§ **Exercise objective**
Within the data below, copy each line where the string "wbreza" is found.

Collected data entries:

*** Begin section ***

PR #158, opened 2019-06-04
ci: Added NPM deployment info to .travis.yml

tbarlow12:


.travis.yml
```diff
@@ -3,17 +3,26 @@ language: node_js
...
-  - npm install
-
+- npm install
 script:
-  - npm test
+- npm test
 
 after_success:
-  - cat ./coverage/lcov.info | ./node_modules/coveralls/bin/coveralls.js && rm -rf ./coverage
+- cat ./coverage/lcov.info | ./node_modules/coveralls/bin/coveralls.js && rm -rf ./coverage
```
wbreza: Does this push the coverage report up to coveralls automatically?

.travis.yml
```diff
@@ -3,17 +3,26 @@ language: node_js
...
 
 sudo: false
 
 install:
-  - npm install
-
+- npm install
 script:
-  - npm test
+- npm test
```
wbreza: should we also add linting verification? Or is that a `pre` call on `test`

tbarlow12: Exactly. Now that you mention it though, we should be calling `npm run build` so that we run `tsc` as well. Currently, `test` runs as a precursor to `build`. I think I saw that change in your incoming PR, so maybe we can update whichever one comes in last

.travis.yml
tbarlow12: Yes, it seems automagic, but our coverage badge is still `unknown`, and I'm guessing that's because we haven't had it run on `master` yet.

pjlittle: @mydiemho might know, but my guess is that it targets a default branch (master). I wonder if that's something we can change? Everything will get there eventually...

*** End section ***

§ **Answer for this exercise**
wbreza: Does this push the coverage report up to coveralls automatically?
wbreza: should we also add linting verification? Or is that a `pre` call on `test`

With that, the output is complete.